Look through the entries below and extract exactly the lines from the one containing "PR #4014, opened 2018-04-11" through the one containing "(diff shortened: 1 of 1 files shown)", ends included.

[Start of section]

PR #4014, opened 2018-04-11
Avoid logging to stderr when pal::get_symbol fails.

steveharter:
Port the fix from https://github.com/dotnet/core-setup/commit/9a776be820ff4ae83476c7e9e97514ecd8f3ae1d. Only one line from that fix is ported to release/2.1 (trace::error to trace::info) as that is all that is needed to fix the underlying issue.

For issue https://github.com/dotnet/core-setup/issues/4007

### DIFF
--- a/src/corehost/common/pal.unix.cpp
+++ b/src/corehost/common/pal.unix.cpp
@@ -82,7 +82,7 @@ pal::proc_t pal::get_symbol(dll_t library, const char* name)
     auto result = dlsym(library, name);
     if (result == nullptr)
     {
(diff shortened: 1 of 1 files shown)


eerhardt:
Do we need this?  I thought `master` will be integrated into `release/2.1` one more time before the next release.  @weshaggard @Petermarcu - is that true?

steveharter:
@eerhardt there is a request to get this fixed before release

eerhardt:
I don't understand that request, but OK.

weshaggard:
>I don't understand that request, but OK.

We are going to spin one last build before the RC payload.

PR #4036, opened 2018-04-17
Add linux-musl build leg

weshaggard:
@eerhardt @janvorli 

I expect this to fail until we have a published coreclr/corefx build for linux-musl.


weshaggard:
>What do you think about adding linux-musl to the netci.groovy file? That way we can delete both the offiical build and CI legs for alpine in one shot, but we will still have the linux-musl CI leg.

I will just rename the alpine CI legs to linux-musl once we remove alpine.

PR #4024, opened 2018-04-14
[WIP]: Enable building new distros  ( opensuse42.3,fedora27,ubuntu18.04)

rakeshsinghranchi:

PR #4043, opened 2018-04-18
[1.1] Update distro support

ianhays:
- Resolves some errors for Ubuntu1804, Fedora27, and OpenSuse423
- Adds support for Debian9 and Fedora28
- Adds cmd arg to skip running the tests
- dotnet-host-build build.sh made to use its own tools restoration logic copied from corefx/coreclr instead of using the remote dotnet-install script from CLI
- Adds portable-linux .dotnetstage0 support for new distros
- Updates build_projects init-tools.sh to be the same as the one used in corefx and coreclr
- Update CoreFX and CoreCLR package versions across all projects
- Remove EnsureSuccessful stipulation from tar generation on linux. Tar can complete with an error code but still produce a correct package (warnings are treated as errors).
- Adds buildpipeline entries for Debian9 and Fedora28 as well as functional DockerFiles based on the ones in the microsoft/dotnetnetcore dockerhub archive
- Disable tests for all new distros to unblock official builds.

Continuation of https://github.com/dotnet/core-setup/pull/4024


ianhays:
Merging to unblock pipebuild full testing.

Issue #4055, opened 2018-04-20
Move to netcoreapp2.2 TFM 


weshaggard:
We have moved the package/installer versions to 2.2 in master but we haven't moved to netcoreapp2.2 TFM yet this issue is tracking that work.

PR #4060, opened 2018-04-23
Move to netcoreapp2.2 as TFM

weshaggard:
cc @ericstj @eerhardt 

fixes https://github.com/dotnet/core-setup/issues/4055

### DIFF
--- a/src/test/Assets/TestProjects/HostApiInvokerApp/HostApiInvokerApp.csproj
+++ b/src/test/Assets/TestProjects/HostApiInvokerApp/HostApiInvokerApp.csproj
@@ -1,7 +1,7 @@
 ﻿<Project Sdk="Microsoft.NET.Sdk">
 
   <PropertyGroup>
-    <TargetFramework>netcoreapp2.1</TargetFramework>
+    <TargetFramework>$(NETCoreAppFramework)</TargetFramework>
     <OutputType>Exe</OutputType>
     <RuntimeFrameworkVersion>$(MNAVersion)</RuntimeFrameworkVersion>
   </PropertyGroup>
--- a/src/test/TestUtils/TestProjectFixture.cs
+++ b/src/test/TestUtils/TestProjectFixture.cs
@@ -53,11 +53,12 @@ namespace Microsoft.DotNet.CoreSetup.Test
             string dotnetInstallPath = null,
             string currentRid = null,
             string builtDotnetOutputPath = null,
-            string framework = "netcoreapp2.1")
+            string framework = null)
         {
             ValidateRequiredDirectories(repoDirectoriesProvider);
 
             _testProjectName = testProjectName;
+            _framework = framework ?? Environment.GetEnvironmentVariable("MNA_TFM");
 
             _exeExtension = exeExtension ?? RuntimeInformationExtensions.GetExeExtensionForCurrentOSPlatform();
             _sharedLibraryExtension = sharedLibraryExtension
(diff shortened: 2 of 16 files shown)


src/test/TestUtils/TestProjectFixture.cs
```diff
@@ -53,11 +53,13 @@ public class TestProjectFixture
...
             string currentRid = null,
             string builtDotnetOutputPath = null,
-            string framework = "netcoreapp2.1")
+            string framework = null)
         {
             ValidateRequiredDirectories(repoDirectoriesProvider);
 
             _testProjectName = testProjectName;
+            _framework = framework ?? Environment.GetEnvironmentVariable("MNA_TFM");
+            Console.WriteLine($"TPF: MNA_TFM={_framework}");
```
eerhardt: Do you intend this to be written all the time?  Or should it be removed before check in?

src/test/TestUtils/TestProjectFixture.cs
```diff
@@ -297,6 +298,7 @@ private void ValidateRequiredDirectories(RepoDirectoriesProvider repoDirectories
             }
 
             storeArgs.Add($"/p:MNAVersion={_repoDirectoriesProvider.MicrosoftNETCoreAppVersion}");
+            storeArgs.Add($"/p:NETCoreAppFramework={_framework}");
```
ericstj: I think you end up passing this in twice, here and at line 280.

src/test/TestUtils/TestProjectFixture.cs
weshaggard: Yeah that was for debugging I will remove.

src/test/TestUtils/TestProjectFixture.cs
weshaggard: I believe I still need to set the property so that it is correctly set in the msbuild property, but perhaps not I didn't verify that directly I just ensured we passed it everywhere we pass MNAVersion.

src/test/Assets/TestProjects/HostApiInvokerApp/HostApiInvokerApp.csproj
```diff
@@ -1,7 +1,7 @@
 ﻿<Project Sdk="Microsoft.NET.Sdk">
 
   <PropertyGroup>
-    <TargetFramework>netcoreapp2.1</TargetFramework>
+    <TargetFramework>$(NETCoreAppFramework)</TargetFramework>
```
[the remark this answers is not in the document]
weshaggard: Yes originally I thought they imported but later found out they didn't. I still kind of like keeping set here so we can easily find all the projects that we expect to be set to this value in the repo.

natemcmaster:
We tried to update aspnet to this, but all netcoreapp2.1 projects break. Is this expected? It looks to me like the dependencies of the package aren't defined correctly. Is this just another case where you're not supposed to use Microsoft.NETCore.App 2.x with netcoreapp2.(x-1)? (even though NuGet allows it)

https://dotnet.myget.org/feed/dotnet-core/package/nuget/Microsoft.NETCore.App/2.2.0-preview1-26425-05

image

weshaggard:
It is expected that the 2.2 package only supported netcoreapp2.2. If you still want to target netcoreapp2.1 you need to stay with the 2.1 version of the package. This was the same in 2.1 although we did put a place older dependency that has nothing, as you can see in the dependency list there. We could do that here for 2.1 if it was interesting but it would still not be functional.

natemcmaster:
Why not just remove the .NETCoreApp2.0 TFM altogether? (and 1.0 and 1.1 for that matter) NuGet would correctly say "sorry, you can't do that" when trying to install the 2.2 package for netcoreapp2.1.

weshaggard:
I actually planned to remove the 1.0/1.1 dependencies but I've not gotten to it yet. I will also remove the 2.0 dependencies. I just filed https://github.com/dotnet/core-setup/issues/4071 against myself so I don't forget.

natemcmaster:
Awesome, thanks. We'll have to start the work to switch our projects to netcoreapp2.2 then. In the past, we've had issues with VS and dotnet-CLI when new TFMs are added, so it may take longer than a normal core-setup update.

[End of section]
[Start of section]

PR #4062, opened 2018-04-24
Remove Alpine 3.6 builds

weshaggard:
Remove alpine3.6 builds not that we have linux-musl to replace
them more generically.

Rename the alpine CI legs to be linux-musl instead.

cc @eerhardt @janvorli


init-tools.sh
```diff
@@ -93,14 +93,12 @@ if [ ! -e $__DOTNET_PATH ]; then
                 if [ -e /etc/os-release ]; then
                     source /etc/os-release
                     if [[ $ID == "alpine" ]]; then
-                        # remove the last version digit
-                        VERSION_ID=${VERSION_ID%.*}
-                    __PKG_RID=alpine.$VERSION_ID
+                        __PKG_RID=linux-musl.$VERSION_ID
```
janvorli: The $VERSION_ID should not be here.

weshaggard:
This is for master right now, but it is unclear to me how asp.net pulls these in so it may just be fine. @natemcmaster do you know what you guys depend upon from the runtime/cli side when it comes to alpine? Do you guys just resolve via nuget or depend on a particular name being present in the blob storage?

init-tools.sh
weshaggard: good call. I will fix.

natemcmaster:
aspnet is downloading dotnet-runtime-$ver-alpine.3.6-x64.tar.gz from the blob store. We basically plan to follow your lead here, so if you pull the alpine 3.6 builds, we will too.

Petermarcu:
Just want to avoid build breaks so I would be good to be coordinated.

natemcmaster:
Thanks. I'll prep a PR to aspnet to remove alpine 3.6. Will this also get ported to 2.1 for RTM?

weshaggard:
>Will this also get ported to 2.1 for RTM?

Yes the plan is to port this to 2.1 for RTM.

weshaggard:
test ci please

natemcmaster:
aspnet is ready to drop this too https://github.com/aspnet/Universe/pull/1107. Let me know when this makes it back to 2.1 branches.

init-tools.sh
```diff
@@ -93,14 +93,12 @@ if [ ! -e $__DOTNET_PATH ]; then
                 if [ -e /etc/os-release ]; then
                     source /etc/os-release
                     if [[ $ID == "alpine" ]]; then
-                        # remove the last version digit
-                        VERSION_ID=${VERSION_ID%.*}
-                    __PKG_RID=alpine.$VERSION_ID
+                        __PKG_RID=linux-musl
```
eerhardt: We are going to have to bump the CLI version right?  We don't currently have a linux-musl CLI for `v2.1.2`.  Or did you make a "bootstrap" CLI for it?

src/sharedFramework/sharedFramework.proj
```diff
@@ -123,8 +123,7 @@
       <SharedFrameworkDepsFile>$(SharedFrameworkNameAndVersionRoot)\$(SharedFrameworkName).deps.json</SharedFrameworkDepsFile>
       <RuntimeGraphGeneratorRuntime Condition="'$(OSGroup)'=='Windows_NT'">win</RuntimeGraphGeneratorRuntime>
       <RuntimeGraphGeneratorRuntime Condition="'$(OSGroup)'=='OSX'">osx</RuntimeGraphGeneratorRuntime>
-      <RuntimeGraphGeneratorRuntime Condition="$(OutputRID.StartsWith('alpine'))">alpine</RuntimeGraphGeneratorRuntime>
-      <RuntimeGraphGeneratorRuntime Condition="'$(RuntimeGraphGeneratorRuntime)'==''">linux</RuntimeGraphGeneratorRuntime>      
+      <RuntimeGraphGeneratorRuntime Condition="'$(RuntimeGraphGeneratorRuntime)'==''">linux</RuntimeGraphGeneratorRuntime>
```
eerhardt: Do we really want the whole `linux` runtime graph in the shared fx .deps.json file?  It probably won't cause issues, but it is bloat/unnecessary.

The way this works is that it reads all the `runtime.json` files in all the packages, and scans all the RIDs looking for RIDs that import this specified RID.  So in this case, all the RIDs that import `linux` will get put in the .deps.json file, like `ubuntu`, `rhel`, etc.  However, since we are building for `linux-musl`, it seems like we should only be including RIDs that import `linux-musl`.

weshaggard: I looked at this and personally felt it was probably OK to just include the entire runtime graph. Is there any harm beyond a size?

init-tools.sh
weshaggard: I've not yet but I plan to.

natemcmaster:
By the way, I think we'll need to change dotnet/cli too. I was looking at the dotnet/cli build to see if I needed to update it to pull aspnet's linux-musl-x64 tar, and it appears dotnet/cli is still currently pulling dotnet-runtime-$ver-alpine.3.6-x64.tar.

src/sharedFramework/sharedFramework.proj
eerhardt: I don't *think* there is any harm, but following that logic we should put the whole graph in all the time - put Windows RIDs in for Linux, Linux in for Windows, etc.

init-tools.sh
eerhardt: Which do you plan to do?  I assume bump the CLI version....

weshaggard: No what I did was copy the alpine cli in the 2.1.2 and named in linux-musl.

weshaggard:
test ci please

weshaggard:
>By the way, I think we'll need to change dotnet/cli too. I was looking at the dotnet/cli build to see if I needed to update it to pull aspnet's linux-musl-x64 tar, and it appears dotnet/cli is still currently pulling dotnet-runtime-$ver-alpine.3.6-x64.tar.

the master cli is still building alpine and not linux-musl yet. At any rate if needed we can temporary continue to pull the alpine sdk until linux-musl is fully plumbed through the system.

[End of section]

▸ **Solution below**:
PR #4014, opened 2018-04-11
Avoid logging to stderr when pal::get_symbol fails.

steveharter:
Port the fix from https://github.com/dotnet/core-setup/commit/9a776be820ff4ae83476c7e9e97514ecd8f3ae1d. Only one line from that fix is ported to release/2.1 (trace::error to trace::info) as that is all that is needed to fix the underlying issue.

For issue https://github.com/dotnet/core-setup/issues/4007

### DIFF
--- a/src/corehost/common/pal.unix.cpp
+++ b/src/corehost/common/pal.unix.cpp
@@ -82,7 +82,7 @@ pal::proc_t pal::get_symbol(dll_t library, const char* name)
     auto result = dlsym(library, name);
     if (result == nullptr)
     {
(diff shortened: 1 of 1 files shown)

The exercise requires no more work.